June 18, 2021, NJ.com: More N.J. kids are being diagnosed with autism. That will likely strain schools https://www.nj.com/news/2021/06/more-nj-kids-are-being-diagnosed-with-autism-that-will-likely-strain-schools.html
…The rate was much higher in some districts. In the Toms River Regional School District, the autism rate was more than 7%, the highest in the state, the research shows. Newark’s rate was about 5%. NorthJersey.com was the first to publish the findings.
Walter Zahorodny, the researcher who conducted the study, said larger communities — Toms River being the largest suburban school district in the state — could see higher rates because their school districts have better resources for kids with autism….
The New Jersey Department of Education did not answer specific questions about its plans to address this growing need. In an emailed statement, spokesman Shaheed Morris said, “The NJDOE and its sister agencies have also made a variety of resources available to support families of children with Autism Spectrum Disorder.”…
But as autism cases rise — Zahorodny expects the trend to continue — the state Department of Education and school districts will have to figure out how to meet the complex and unique needs of more kids.
Buchanan said districts in the state are generally equipped to handle the majority of kids with autism who do not have intellectual disabilities, but that those who do require more care and resources.

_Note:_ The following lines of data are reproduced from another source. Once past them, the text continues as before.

PR #2059, opened 2022-12-07
Fix issue 8467 intersect resolved conditional types

rajyan:
I thought about this once in https://github.com/phpstan/phpstan-src/pull/2030/commits/42bddf0262d38dccb34aa9670335956ed6047a15 but wasn't sure when this is needed.

The composer integration test failure was a very good example.
The conditional type knows `$initialClone=true => $origCwd=string|null`, but `isset($originCwd)` has already specified `$originCwd=>'string'` in the `if ($initialClone && isset($origCwd))` truthy scope. Conditional type can be resolved in the scope too, so it overwrites the `$originCwd`'s type as `$origCwd=string|null`.

Before my changes (in 1.9.2) resolving conditional types for specified types were skipped, but I think it is better to intersect, because the conditional type can be narrower than the specified type.

### DIFF
--- a/tests/PHPStan/Analyser/data/bug-8467b.php
+++ b/tests/PHPStan/Analyser/data/bug-8467b.php
@@ -1,0 +1,56 @@
+<?php declare(strict_types = 1);
+
+namespace Bug8467b;
+
+use function PHPStan\Testing\assertType;
+
+class Test {
+	public function foo (?string $cwd, bool $initialClone = false): void {
+		if ($initialClone) {
+			$origCwd = $cwd;
+			$cwd = null;
+		}
+
+		if ($initialClone && isset($origCwd)) {
+			assertType('string', $origCwd);
+			assertType('null', $cwd);
+		}
+	}
+
+	/**
+	 * @param mixed[]|null $mirrors
+	 *
+	 * @return list<non-empty-string>
+	 *
+	 * @phpstan-param list<array{url: non-empty-string, preferred: bool}>|null $mirrors
+	 */
+	protected function getUrls(?string $url, ?array $mirrors, ?string $ref, ?string $type, string $urlType): array
+	{
+		if (!$url) {
+			return [];
+		}
+
+		if ($urlType === 'dist' && false !== strpos($url, '%')) {
+			assertType('string|null', $type);
+			$url = 'test';
+		}
+		assertType('non-falsy-string', $url);
+
+		$urls = [$url];
+		if ($mirrors) {
+			foreach ($mirrors as $mirror) {
+				if ($urlType === 'dist') {
+					assertType('string|null', $type);
+				} elseif ($urlType === 'source' && $type === 'git') {
+					assertType("'git'", $type);
+				} elseif ($urlType === 'source' && $type === 'hg') {
+					assertType("'hg'", $type);
+				} else {
+					continue;
+				}
+			}
+		}
+
+		return $urls;
+	}
+}
--- a/tests/PHPStan/Analyser/data/bug-8467b.php
+++ b/tests/PHPStan/Analyser/data/bug-8467b.php
@@ -13,7 +13,7 @@ class Test {
 
 		if ($initialClone && isset($origCwd)) {
 			assertType('string', $origCwd);
-			assertType('null', $cwd);
+			assertType('string|null', $cwd); // could be null
 		}
 	}
 
--- a/src/Analyser/MutatingScope.php
+++ b/src/Analyser/MutatingScope.php
@@ -119,7 +119,6 @@ use function array_keys;
 use function array_map;
 use function array_merge;
 use function array_pop;
-use function array_reverse;
 use function array_slice;
 use function count;
 use function explode;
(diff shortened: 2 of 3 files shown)


tests/PHPStan/Analyser/data/bug-8467b.php
```diff
@@ -0,0 +1,56 @@
...
+class Test {
+	public function foo (?string $cwd, bool $initialClone = false): void {
+		if ($initialClone) {
+			$origCwd = $cwd;
+			$cwd = null;
+		}
+
+		if ($initialClone && isset($origCwd)) {
+			assertType('string', $origCwd);
+			assertType('null', $cwd);
```
rajyan: I believe this one is not covered in `createConditionalExpressions` yet and not working before 1.9.2 too.
I think it might be better to solve it in a different PR

rajyan:
The first error of larastan test failure looks like an improvement, but not sure with the second one.

rajyan:
https://github.com/phpstan/phpstan-src/actions/runs/3635043616/jobs/6133787739

Tested in the playground and I believe both larastan test failure are improvements.
https://laravelplayground.com/#/snippets/45e88341-c412-4c26-b3eb-5956890561aa

First one
https://github.com/nunomaduro/larastan/blob/325d2f377f17d99529ea76833479e6ab6d6ff64c/tests/Type/data/collection-stubs.php#L33
we know that the items is  `<int, App\User>`

second one
https://github.com/nunomaduro/larastan/blob/325d2f377f17d99529ea76833479e6ab6d6ff64c/tests/Type/data/collection-generic-static-methods.php#L171
the result is always an empty items because the callback is invalid, that means TKey cannot be resolved, and should be array-key (int|string).

Not sure enough with the second test. Maybe @canvural knows something?

rajyan:
The test is failing in https://github.com/phpstan/phpstan-src/pull/2058 too, it may have nothing to do with this change anyway.

ondrejmirtes:
Thank you 😊

canvural:
> [phpstan/phpstan-src/actions/runs/3635043616/jobs/6133787739](https://github.com/phpstan/phpstan-src/actions/runs/3635043616/jobs/6133787739)
> 
> Tested in the playground and I believe both larastan test failure are improvements. [laravelplayground.com/#/snippets/45e88341-c412-4c26-b3eb-5956890561aa](https://laravelplayground.com/#/snippets/45e88341-c412-4c26-b3eb-5956890561aa)
> 
> First one [nunomaduro/larastan@`325d2f3`/tests/Type/data/collection-stubs.php#L33](https://github.com/nunomaduro/larastan/blob/325d2f377f17d99529ea76833479e6ab6d6ff64c/tests/Type/data/collection-stubs.php#L33) we know that the items is `<int, App\User>`
> 
> second one [nunomaduro/larastan@`325d2f3`/tests/Type/data/collection-generic-static-methods.php#L171](https://github.com/nunomaduro/larastan/blob/325d2f377f17d99529ea76833479e6ab6d6ff64c/tests/Type/data/collection-generic-static-methods.php#L171) the result is always an empty items because the callback is invalid, that means TKey cannot be resolved, and should be array-key (int|string).
> 
> Not sure enough with the second test. Maybe @canvural knows something?



> [phpstan/phpstan-src/actions/runs/3635043616/jobs/6133787739](https://github.com/phpstan/phpstan-src/actions/runs/3635043616/jobs/6133787739)
> 
> Tested in the playground and I believe both larastan test failure are improvements. [laravelplayground.com/#/snippets/45e88341-c412-4c26-b3eb-5956890561aa](https://laravelplayground.com/#/snippets/45e88341-c412-4c26-b3eb-5956890561aa)
> 
> First one [nunomaduro/larastan@`325d2f3`/tests/Type/data/collection-stubs.php#L33](https://github.com/nunomaduro/larastan/blob/325d2f377f17d99529ea76833479e6ab6d6ff64c/tests/Type/data/collection-stubs.php#L33) we know that the items is `<int, App\User>`
> 
> second one [nunomaduro/larastan@`325d2f3`/tests/Type/data/collection-generic-static-methods.php#L171](https://github.com/nunomaduro/larastan/blob/325d2f377f17d99529ea76833479e6ab6d6ff64c/tests/Type/data/collection-generic-static-methods.php#L171) the result is always an empty items because the callback is invalid, that means TKey cannot be resolved, and should be array-key (int|string).
> 
> Not sure enough with the second test. Maybe @canvural knows something?

I think this was caused because of a change in Laravel, not by this change. Because Larastan's own CI is also failing. So I'll fix this there 👍🏽

ondrejmirtes:
Yeah, I'll update the commit on our side once you fix it, thank you :)

rajyan:
Thank you!

canvural:
@ondrejmirtes https://github.com/nunomaduro/larastan/commit/1a11021385b8d79dfb5f5c5a24ba1e82521a7fac Larastan's CI is green now.

ondrejmirtes:
PHPStan is green too 🎉 https://github.com/phpstan/phpstan/actions/runs/3649224831/jobs/6163628972

PR #2060, opened 2022-12-07
Notify in issuebot github summary results if there are changes

rajyan:


rajyan:
Works, but github doesn't notify mentions in step result...

staabm:
Maybe it would make sense to update the PR description or add a new comment with a link to the issue bot github summary page via the running github action job?

Or maybe even just post (and update) the results in a bots' comment instead of the summary...?

I guess/assume the idea woth thos initial PR was, to make it easier to access the isdue bot results?

ondrejmirtes:
I have this thought-out, I just need to get from under the pile of issues and pull requests of three weeks when I was not able to work 😊

rajyan:
> I guess/assume the idea woth thos initial PR was, to make it easier to access the isdue bot results?

Yes!

> Or maybe even just post (and update) the results in a bots' comment instead of the summary...?

I would prefer this one:+1:
I like it better to delete the previous comment and add a new comment for each push so the issue bot change is notified without messing the PR.

rajyan:
sorry miss clicked "Reopen and comment"

rajyan:
> I have this thought-out, I just need to get from under the pile of issues and pull requests of three weeks when I was not able to work blush

I'm looking forward to it:smile:

PR #2062, opened 2022-12-07
Add `deprecationRulesInstalled` configuration

villfa:
Follow up on https://github.com/phpstan/phpstan-phpunit/pull/150#issuecomment-1341164151:
This new configuration indicates whether [phpstan-deprecation-rules](https://github.com/phpstan/phpstan-deprecation-rules) is installed.


ondrejmirtes:
Thank you!

PR #2065, opened 2022-12-08
ArrayFilterRule should care bout treatPhpDocTypesAsCertain

VincentLanglet:
Hi @ondrejmirtes, 

When using `treatPhpDocTypesAsCertain: false`, a call `array_filter` shouldn't be reported as useless if the type is coming from phpdoc.

So 
```
if ($this->treatPhpDocTypesAsCertain) {
     $arrayType = $scope->getType($args[0]->value);
} else {
     $arrayType = $scope->getNativeType($args[0]->value);
}
```
should be used instead of `$arrayType = $scope->getType($args[0]->value);`

But I don't know if there is something to do in order to not forgot this for others rules,
like changing `getType` to return the nativeType if treatPhpDocTypesAsCertain is false or exposing another method. 
Maybe you would have an idea @staabm, @herndlm or @rajyan ?

### DIFF
--- a/conf/config.level5.neon
+++ b/conf/config.level5.neon
@@ -23,3 +23,5 @@ services:
 
 	-
 		class: PHPStan\Rules\Functions\ArrayFilterRule
+		arguments:
+			treatPhpDocTypesAsCertain: %treatPhpDocTypesAsCertain%
--- a/src/Rules/Functions/ArrayFilterRule.php
+++ b/src/Rules/Functions/ArrayFilterRule.php
@@ -20,7 +20,10 @@ use function strtolower;
 class ArrayFilterRule implements Rule
 {
 
-	public function __construct(private ReflectionProvider $reflectionProvider)
+	public function __construct(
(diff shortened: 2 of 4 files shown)


staabm:
as I understood it, `treatPhpDocTypesAsCertain` is missing in a lot of places and the current in-progress refactoring will help us to concentrate the `if (treatPhpDocTypesAsCertain)`-logic into the `Scope` class, so we don't need to sprinkle it all over the rules.

ondrejmirtes:
@staabm That's a wrong understanding of the current work in progress. Rules will specifically need to ask about getNativeType as opposed to getType with the `treat` parameter set to false.

ondrejmirtes (changes requested):
This diff doesn't make it obvious which errors are no longer reported. Please create a new file specific to your issue and test it with both true and false. Thanks. Otherwise 👍

ondrejmirtes (approved):

ondrejmirtes:
Thank you!

PR #2067, opened 2022-12-09
Report dead types even in multi-exception catch

janedbal:
Closes https://github.com/phpstan/phpstan/issues/7312


src/Analyser/NodeScopeResolver.php
```diff
@@ -1301,6 +1322,9 @@ private function processStmtNode(
 						$catchScope = $catchScope->mergeWith($matchingThrowPoint->getScope());
 					}
 				}
+				if ($catchScope === null) {
+					$catchScope = $branchScope;
```
janedbal, line 1287: This means there is no matching throw point, maybe we should rather continue?

phpstan-baseline.neon
```diff
@@ -208,7 +208,7 @@ parameters:
 
 		-
 			message: "#^Dead catch \\- PHPStan\\\\BetterReflection\\\\Identifier\\\\Exception\\\\InvalidIdentifierName is never thrown in the try block\\.$#"
-			count: 2
+			count: 3
```
janedbal, line 254: Not sure why it was ignored in this file so I added it here, but it looks reported correctly.

src/Rules/Exceptions/CatchWithUnthrownExceptionRule.php
```diff
@@ -34,7 +34,7 @@ public function processNode(Node $node, Scope $scope): array
 
 		return [
 			RuleErrorBuilder::message(
-				sprintf('Dead catch - %s is never thrown in the try block.', $node->getCaughtType()->describe(VerbosityLevel::typeOnly())),
```
janedbal: I kept the original getter to maintain BC.

conf/config.neon
```diff
@@ -61,6 +61,7 @@ parameters:
 		closureDefaultParameterTypeRule: false
 		newRuleLevelHelper: false
 		instanceofType: false
+		detectDeadTypeInMultiCatch: true
```
ondrejmirtes, line 64: Should be false here

src/Node/CatchWithUnthrownExceptionNode.php
```diff
@@ -10,7 +10,7 @@
 class CatchWithUnthrownExceptionNode extends NodeAbstract implements VirtualNode
 {
 
-	public function __construct(private Catch_ $originalNode, private Type $caughtType, private Type $originalCaughtType)
+	public function __construct(private Catch_ $originalNode, private Type $unthrownType, private Type $originalCaughtType)
```
ondrejmirtes, line 13: We don't need to rename the parameter

tests/PHPStan/Rules/Exceptions/CatchWithUnthrownExceptionRuleTest.php
```diff
@@ -12,11 +13,21 @@
...
 	protected function getRule(): Rule
 	{
 		return new CatchWithUnthrownExceptionRule();
 	}
 
+	public static function getAdditionalConfigFiles(): array
+	{
+		return array_merge(
+			parent::getAdditionalConfigFiles(),
+			!self::$detectDeadMultiCatch ? [__DIR__ . '/disable-detect-multi-catch.neon'] : [],
```
ondrejmirtes, line 27: Should be two separate test cases instead of switching the property. I haven't tested if this works, and the convention is to have two separate test cases... You can't be sure when `getAdditionalConfigFiles` will be called first and thus it can lead to unexpected behaviour.

ondrejmirtes (changes requested):

janedbal:
Solved by https://github.com/phpstan/phpstan-src/pull/2399

PR #2068, opened 2022-12-09
Optimize path related utils on windows

staabm:
the changes mainly prevent excessive use of PCRE on windows. this leads to a small performance improvement of ~3%. 

more suprising is blackfire reporting a 56% improvement on memory usage (830 MB instead of 1.9 GB).

grafik

tested on windows 11
```
php -v
PHP 8.1.2 (cli) (built: Jan 19 2022 10:13:52) (NTS Visual C++ 2019 x64)
Copyright (c) The PHP Group
Zend Engine v4.1.2, Copyright (c) Zend Technologies
    with blackfire v1.76.0~win-x64-non_zts81, https://blackfire.io, by Blackfire
```

### DIFF
--- a/src/File/FileHelper.php
+++ b/src/File/FileHelper.php
@@ -59,7 +59,7 @@ class FileHelper
 		if ($originalPath !== '') {
 			if ($originalPath[0] === '/') {
 				$isLocalPath = true;
-			} elseif (strlen($originalPath) >= 3 && in_array($originalPath[0], range('A', 'Z'), true) && $originalPath[1] === ':' && $originalPath[2] === '\\') {
+			} elseif (strlen($originalPath) >= 3 && $originalPath[1] === ':' && $originalPath[2] === '\\') { // e.g. C:\\
 				$isLocalPath = true;
 			}
 		}
--- a/src/File/FileHelper.php
+++ b/src/File/FileHelper.php
@@ -10,6 +10,7 @@ use function ltrim;
 use function rtrim;
 use function str_replace;
 use function str_starts_with;
+use function strlen;
 use function strpos;
 use function substr;
 use function trim;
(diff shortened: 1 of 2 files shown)


src/Type/FileTypeMapper.php
```diff
@@ -88,6 +84,10 @@ public function getResolvedPhpDoc(
 			return ResolvedPhpDocBlock::createEmpty();
 		}
 
+		if ($fileName !== null) {
```
staabm, line 87: moved this normalization below the early return, to prevent unnecessary work

src/File/FileHelper.php
```diff
@@ -52,7 +53,14 @@ public function absolutizePath(string $path): string
 	/** @api */
 	public function normalizePath(string $originalPath, string $directorySeparator = DIRECTORY_SEPARATOR): string
 	{
-		$isLocalPath = $originalPath !== '' && $originalPath[0] === '/';
+		$isLocalPath = false;
+		if ($originalPath !== '') {
+			if ($originalPath[0] === '/') {
+				$isLocalPath = true;
+			} elseif (strlen($originalPath) >= 3 && $originalPath[0] === 'C' && $originalPath[1] === ':' && $originalPath[2] === '\\') {
+				$isLocalPath = true;
```
staabm, line 61: on windows we now take this fast path and prevent PCRE usage for regular paths starting with `C:\\`

ondrejmirtes: What about other drive letters?

ondrejmirtes (changes requested):

src/File/FileHelper.php
staabm: are you "ok" with allowing any uppercase character?

ondrejmirtes: Yeah, but I feel like there has to be a better way other than comparing letters as if they were numbers :)

staabm: wdyt about using `ord()`? :)

to be honest, I don't like both ways. using regex would work, but we wanne be fast, right? :)

staabm: ok, another idea.  now using `range()`

staabm:
@ondrejmirtes any reasons this was not merged yet? the memory improvement is even more valuable then the time improvement IMO (less likely the process needs to go to swap)

ondrejmirtes:
I think you're overthinking it - what about not checking the letter at all and just checking that 2nd and 3rd character is `:\` ?

staabm:
I am fine with that, too. here we go.

ondrejmirtes:
Thank you!

PR #2236, opened 2023-02-14
Add non regression test for bug 5288

VincentLanglet:
Closes https://github.com/phpstan/phpstan/issues/5288
(But the close need to be manually since default branch is 1.10.x)


staabm:
> But the close need to be manually since default branch is 1.10.x

It will be automatically closed, when merged from 1.9.x into 1.10.x

ondrejmirtes:
> It will be automatically closed, when merged from 1.9.x into 1.10.x

It won't

ondrejmirtes:
There's no reason this test has to be added in 1.9.x. You can submit it for 1.10.x, solving two issues at once:

1) There will be no conflicts when merging
2) The issue will get closed automatically

VincentLanglet:
> There's no reason this test has to be added in 1.9.x. You can submit it for 1.10.x, solving two issues at once:
> 
> 1. There will be no conflicts when merging
> 2. The issue will get closed automatically

So bugfix+tests on 1.9.x
but non-regression-test alones on 1.10.x.

Sure, no problem. I changed the base branch

ondrejmirtes (changes requested):
Test against the wrong rule

VincentLanglet:
> Test against the wrong rule

Indeed... Might be better now.

ondrejmirtes:
Thank you.

PR #2238, opened 2023-02-15
Remove unneded code in `ConstantArrayType::hasOffsetValueType()`

herndlm:
was added in 28c5ff61, but everything seems to be still fine without it. not sure yet if this changes something performance-wise, I hope CI tells me

### DIFF
--- a/src/Type/Constant/ConstantArrayType.php
+++ b/src/Type/Constant/ConstantArrayType.php
@@ -548,9 +548,6 @@ class ConstantArrayType extends ArrayType implements ConstantType
 	public function hasOffsetValueType(Type $offsetType): TrinaryLogic
 	{
 		$offsetType = $offsetType->toArrayKey();
-		if ($offsetType instanceof UnionType) {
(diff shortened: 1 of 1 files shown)


herndlm:
tried to benchmark it, but my system is not good.. I think there's basically no performance difference

before
```sh
hyperfine 'make phpstan'
Benchmark 1: make phpstan
  Time (mean ± σ):     50.324 s ±  4.197 s    [User: 328.346 s, System: 22.814 s]
  Range (min … max):   47.511 s … 59.977 s    10 runs

  Warning: Statistical outliers were detected. Consider re-running this benchmark on a quiet PC without any interferences from other programs. It might help to use the '--warmup' or '--prepare' options.
```
I re-ran this 3 times, but always had some outliers and gave up..

after
```sh
$ hyperfine 'make phpstan'
Benchmark 1: make phpstan
  Time (mean ± σ):     48.054 s ±  0.398 s    [User: 326.638 s, System: 22.087 s]
  Range (min … max):   47.398 s … 48.890 s    10 runs
```

ondrejmirtes:
Yeah, that's a pretty old commit :) Thank you.

PR #2239, opened 2023-02-15
Update param and return type for `db2_autocommit()`

phansys:
Prior to version ibm_db2 2.1, the `db2_autocommit()` function was expecting a boolean as argument 2.

See:
* https://www.php.net/manual/en/function.db2-autocommit.php
* https://bugs.php.net/bug.php?id=77591
* php/pecl-database-ibm_db2@e9fb4b173046ab4fa1bb69125adf3de8d3818b97
* php/doc-en#2300

Additionally, the return type of this function can be `DB2_AUTOCOMMIT_OFF|DB2_AUTOCOMMIT_ON|bool` depending on the received arguments:
>When db2_autocommit() receives only the connection parameter, it returns the current state of AUTOCOMMIT for the requested connection as an integer value. A value of DB2_AUTOCOMMIT_OFF indicates that AUTOCOMMIT is off, while a value of DB2_AUTOCOMMIT_ON indicates that AUTOCOMMIT is on.
>
>When db2_autocommit() receives both the connection parameter and autocommit parameter, it attempts to set the AUTOCOMMIT state of the requested connection to the corresponding state. Returns true on success or false on failure.

### DIFF
--- a/resources/functionMap.php
+++ b/resources/functionMap.php
@@ -1644,7 +1644,7 @@ return [
 'DateTimeZone::getTransitions' => ['list<array{ts: int, time: string, offset: int, isdst: bool, abbr: string}>', 'timestamp_begin='=>'int', 'timestamp_end='=>'int'],
 'DateTimeZone::listAbbreviations' => ['array<string, list<array{dst: bool, offset: int, timezone_id: string|null}>>'],
 'DateTimeZone::listIdentifiers' => ['list<string>', 'what='=>'int', 'country='=>'string'],
-'db2_autocommit' => ['mixed', 'connection'=>'resource', 'value='=>'int'],
+'db2_autocommit' => ['DB2_AUTOCOMMIT_OFF|DB2_AUTOCOMMIT_ON|bool', 'connection'=>'resource', 'value='=>'DB2_AUTOCOMMIT_OFF|DB2_AUTOCOMMIT_ON'],
 'db2_bind_param' => ['bool', 'stmt'=>'resource', 'parameter_number'=>'int', 'variable_name'=>'string', 'parameter_type='=>'int', 'data_type='=>'int', 'precision='=>'int', 'scale='=>'int'],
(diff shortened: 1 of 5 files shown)


resources/functionMap.php
```diff
@@ -1644,7 +1644,7 @@
 'DateTimeZone::getTransitions' => ['list<array{ts: int, time: string, offset: int, isdst: bool, abbr: string}>', 'timestamp_begin='=>'int', 'timestamp_end='=>'int'],
 'DateTimeZone::listAbbreviations' => ['array<string, list<array{dst: bool, offset: int, timezone_id: string|null}>>'],
 'DateTimeZone::listIdentifiers' => ['list<string>', 'what='=>'int', 'country='=>'string'],
-'db2_autocommit' => ['mixed', 'connection'=>'resource', 'value='=>'int'],
+'db2_autocommit' => ['DB2_AUTOCOMMIT_OFF|DB2_AUTOCOMMIT_ON|bool', 'connection'=>'resource', 'value='=>'DB2_AUTOCOMMIT_OFF|DB2_AUTOCOMMIT_ON'],
```
ondrejmirtes, line 1647: What does the function do if it receives something that isn't `\DB2_AUTOCOMMIT_OFF|\DB2_AUTOCOMMIT_ON`? Like `1337` for example?

ondrejmirtes (changes requested):

resources/functionMap.php
phansys: A warning is emitted and the function returns `false`:
```
Warning: db2_autocommit(): value must be one of DB2_AUTOCOMMIT_ON or DB2_AUTOCOMMIT_OFF
```
See https://github.com/php/pecl-database-ibm_db2/blob/4eebfe146a873e25af26fbca30f480747cd237af/ibm_db2.c#L3522-L3525.

ondrejmirtes:
Thank you.

PR #2241, opened 2023-02-17
Give class template context to conditional checker

KmeCnin:
This PR fixes bug reported here: https://github.com/phpstan/phpstan/issues/8609

### DIFF
--- a/src/Rules/PhpDoc/MethodConditionalReturnTypeRule.php
+++ b/src/Rules/PhpDoc/MethodConditionalReturnTypeRule.php
@@ -6,6 +6,8 @@ use PhpParser\Node;
 use PHPStan\Analyser\Scope;
 use PHPStan\Node\InClassMethodNode;
 use PHPStan\Rules\Rule;
+use PHPStan\Type\Generic\TemplateTypeMap;
+use function array_merge;
 use function count;
 
 /**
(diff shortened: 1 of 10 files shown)


tests/PHPStan/Generics/data/bug8609.php
```diff
@@ -0,0 +1,34 @@
+<?php declare(strict_types = 1);
+
+namespace Generics\Bug8609;
```
staabm: it seems you are adding a new test-case here, but you did not analyze this file from any of the *Test classes.
you need to make sure that this file is analyzed from the correct *Test class - the one which is testing the rule which emits the error you are trying to fix

src/Rules/PhpDoc/MethodConditionalReturnTypeRule.php
```diff
@@ -31,7 +31,12 @@ public function processNode(Node $node, Scope $scope): array
 			return [];
 		}
 
-		return $this->helper->check($variants[0]);
+		$variant = $variants[0];
+		$templateTypeMap = $node->getClassReflection()->getTemplateTypeMap()->union(
```
ondrejmirtes: `union` isn't the best operation for this. I suggest `array_merge` instead, like here: https://github.com/phpstan/phpstan-src/blob/b250a8bf799b6d22b979260ecfa7539f16449a0f/src/Analyser/NameScope.php#L164-L167

tests/PHPStan/Generics/data/bug8609.php
ondrejmirtes: 1) File name needs to be in `bug-8609.php` format.
2) File needs to be analysed by tests/PHPStan/Rules/PhpDoc/MethodConditionalReturnTypeRuleTest.php.

ondrejmirtes (changes requested):
Additionally, we need to test that this actually works. A new file tested in NodeScopeResolverTest would be nice.

ondrejmirtes:
Finished it myself :) Thank you!

ondrejmirtes (approved):

PR #2244, opened 2023-02-19
Solve issue 8917 with array_column

VincentLanglet:
Closes https://github.com/phpstan/phpstan/issues/8917


herndlm:
Phew, the array column extension also looks multiple times more complicated than I thought it would 😅

VincentLanglet:
> Phew, the array column extension also looks multiple times more complicated than I thought it would 😅

And the extension could be improve for a better optional keys support like
https://phpstan.org/r/ec725950-6493-4079-979f-9b753f93985f

But that's another issue.

ondrejmirtes:
Thank you!

PR #2248, opened 2023-02-21
Fix Bug 8932 with match and treatPhpDocTypesAsCertain

VincentLanglet:
Closes https://github.com/phpstan/phpstan/issues/8932


ondrejmirtes:
Thank you.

She also said the ability of districts to meet educational needs varies wildly….
Zahorodny said his research has long indicated that New Jersey has the highest prevalence of autism in the U.S. But he said the state likely doesn’t have a significantly higher autism rate than other densely populated areas of the country. New Jersey is just better at identifying cases.
In fact, he added that the autism rate across the country is probably more like New Jersey’s 3.6% and less like the CDC’s national average of 1.9%.
“The rate in New Jersey is based on our ability to identify true cases, based on true quality information from educational and clinical sources,” Zahorodny said. “In reality, I suspect that the rate of autism is higher in places with lower estimates. That’s an underestimate of autism prevalence.”
Statistics from the state Department of Education show that just 1.7% of students — 23,369 students in total — were classified as having autism in 2019, meaning there could be thousands of kids not getting the education they require.
Regardless of the precise autism numbers, Zahorodny said his research makes one thing clear.
“The alarming signal is that we need to do something ... pay attention and consider this a real phenomenon and make plans to serve the children,” he said.
Eileen Shaklee said she feels the state’s system does well when kids with autism are young, but starts to falter as they get older.
“It seems to me once they start aging out of elementary and they’re not cute anymore” they don’t get the services they need, she said. “We have a huge problem on our hands when these kids get older.”